• Task: Transcribe all of the entries, matching each one exactly.

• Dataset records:

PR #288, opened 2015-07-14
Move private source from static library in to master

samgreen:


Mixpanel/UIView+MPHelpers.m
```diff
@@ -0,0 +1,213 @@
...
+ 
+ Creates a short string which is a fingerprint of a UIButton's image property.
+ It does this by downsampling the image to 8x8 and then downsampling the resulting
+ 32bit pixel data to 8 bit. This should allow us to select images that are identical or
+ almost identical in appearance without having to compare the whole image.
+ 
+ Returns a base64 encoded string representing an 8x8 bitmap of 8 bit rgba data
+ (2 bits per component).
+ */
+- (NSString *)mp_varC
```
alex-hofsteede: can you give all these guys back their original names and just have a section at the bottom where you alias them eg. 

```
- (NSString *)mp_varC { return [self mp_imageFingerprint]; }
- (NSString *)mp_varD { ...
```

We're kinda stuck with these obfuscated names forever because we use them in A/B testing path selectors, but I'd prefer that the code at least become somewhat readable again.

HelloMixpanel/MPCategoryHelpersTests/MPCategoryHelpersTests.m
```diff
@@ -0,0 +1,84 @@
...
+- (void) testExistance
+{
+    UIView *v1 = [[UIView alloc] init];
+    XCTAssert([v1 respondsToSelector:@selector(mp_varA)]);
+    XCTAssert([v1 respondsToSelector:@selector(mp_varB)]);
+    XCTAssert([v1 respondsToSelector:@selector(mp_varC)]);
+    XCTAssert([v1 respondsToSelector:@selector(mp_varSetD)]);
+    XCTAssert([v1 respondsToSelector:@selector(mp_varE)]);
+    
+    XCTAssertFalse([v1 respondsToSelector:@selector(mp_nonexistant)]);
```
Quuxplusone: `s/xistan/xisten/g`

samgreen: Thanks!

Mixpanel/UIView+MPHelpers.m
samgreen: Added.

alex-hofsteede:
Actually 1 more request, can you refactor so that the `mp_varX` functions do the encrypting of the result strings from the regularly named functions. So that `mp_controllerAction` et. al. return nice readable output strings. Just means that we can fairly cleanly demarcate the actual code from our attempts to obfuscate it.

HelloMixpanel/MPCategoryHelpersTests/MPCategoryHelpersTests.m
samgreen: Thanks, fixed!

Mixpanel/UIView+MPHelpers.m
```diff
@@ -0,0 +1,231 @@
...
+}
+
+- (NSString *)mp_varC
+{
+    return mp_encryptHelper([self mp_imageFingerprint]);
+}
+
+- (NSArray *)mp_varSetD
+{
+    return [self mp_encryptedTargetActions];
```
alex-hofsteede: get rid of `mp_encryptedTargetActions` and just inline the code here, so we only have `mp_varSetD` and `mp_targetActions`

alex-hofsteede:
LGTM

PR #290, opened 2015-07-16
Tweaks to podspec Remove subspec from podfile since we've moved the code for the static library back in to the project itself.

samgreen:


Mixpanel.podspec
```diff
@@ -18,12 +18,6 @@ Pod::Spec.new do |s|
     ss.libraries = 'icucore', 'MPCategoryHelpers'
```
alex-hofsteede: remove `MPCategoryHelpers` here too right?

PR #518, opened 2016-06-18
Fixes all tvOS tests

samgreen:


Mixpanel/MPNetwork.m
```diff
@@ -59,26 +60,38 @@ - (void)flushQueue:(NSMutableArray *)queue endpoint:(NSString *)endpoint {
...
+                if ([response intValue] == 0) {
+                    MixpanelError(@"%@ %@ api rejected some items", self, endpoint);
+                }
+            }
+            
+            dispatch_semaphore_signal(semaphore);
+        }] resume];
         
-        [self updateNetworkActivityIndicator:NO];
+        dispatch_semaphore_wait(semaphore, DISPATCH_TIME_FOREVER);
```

• Solution for this exercise:
PR #288, opened 2015-07-14
Move private source from static library in to master

samgreen:


Mixpanel/UIView+MPHelpers.m
```diff
@@ -0,0 +1,213 @@
...
+ 
+ Creates a short string which is a fingerprint of a UIButton's image property.
+ It does this by downsampling the image to 8x8 and then downsampling the resulting
+ 32bit pixel data to 8 bit. This should allow us to select images that are identical or
+ almost identical in appearance without having to compare the whole image.
+ 
+ Returns a base64 encoded string representing an 8x8 bitmap of 8 bit rgba data
+ (2 bits per component).
+ */
+- (NSString *)mp_varC
```
alex-hofsteede: can you give all these guys back their original names and just have a section at the bottom where you alias them eg. 

```
- (NSString *)mp_varC { return [self mp_imageFingerprint]; }
- (NSString *)mp_varD { ...
```

We're kinda stuck with these obfuscated names forever because we use them in A/B testing path selectors, but I'd prefer that the code at least become somewhat readable again.

HelloMixpanel/MPCategoryHelpersTests/MPCategoryHelpersTests.m
```diff
@@ -0,0 +1,84 @@
...
+- (void) testExistance
+{
+    UIView *v1 = [[UIView alloc] init];
+    XCTAssert([v1 respondsToSelector:@selector(mp_varA)]);
+    XCTAssert([v1 respondsToSelector:@selector(mp_varB)]);
+    XCTAssert([v1 respondsToSelector:@selector(mp_varC)]);
+    XCTAssert([v1 respondsToSelector:@selector(mp_varSetD)]);
+    XCTAssert([v1 respondsToSelector:@selector(mp_varE)]);
+    
+    XCTAssertFalse([v1 respondsToSelector:@selector(mp_nonexistant)]);
```
Quuxplusone: `s/xistan/xisten/g`

samgreen: Thanks!

Mixpanel/UIView+MPHelpers.m
samgreen: Added.

alex-hofsteede:
Actually 1 more request, can you refactor so that the `mp_varX` functions do the encrypting of the result strings from the regularly named functions. So that `mp_controllerAction` et. al. return nice readable output strings. Just means that we can fairly cleanly demarcate the actual code from our attempts to obfuscate it.

HelloMixpanel/MPCategoryHelpersTests/MPCategoryHelpersTests.m
samgreen: Thanks, fixed!

Mixpanel/UIView+MPHelpers.m
```diff
@@ -0,0 +1,231 @@
...
+}
+
+- (NSString *)mp_varC
+{
+    return mp_encryptHelper([self mp_imageFingerprint]);
+}
+
+- (NSArray *)mp_varSetD
+{
+    return [self mp_encryptedTargetActions];
```
alex-hofsteede: get rid of `mp_encryptedTargetActions` and just inline the code here, so we only have `mp_varSetD` and `mp_targetActions`

alex-hofsteede:
LGTM

PR #290, opened 2015-07-16
Tweaks to podspec Remove subspec from podfile since we've moved the code for the static library back in to the project itself.

samgreen:


Mixpanel.podspec
```diff
@@ -18,12 +18,6 @@ Pod::Spec.new do |s|
     ss.libraries = 'icucore', 'MPCategoryHelpers'
```
alex-hofsteede: remove `MPCategoryHelpers` here too right?

PR #518, opened 2016-06-18
Fixes all tvOS tests

samgreen:


Mixpanel/MPNetwork.m
```diff
@@ -59,26 +60,38 @@ - (void)flushQueue:(NSMutableArray *)queue endpoint:(NSString *)endpoint {
...
+                if ([response intValue] == 0) {
+                    MixpanelError(@"%@ %@ api rejected some items", self, endpoint);
+                }
+            }
+            
+            dispatch_semaphore_signal(semaphore);
+        }] resume];
         
-        [self updateNetworkActivityIndicator:NO];
+        dispatch_semaphore_wait(semaphore, DISPATCH_TIME_FOREVER);
```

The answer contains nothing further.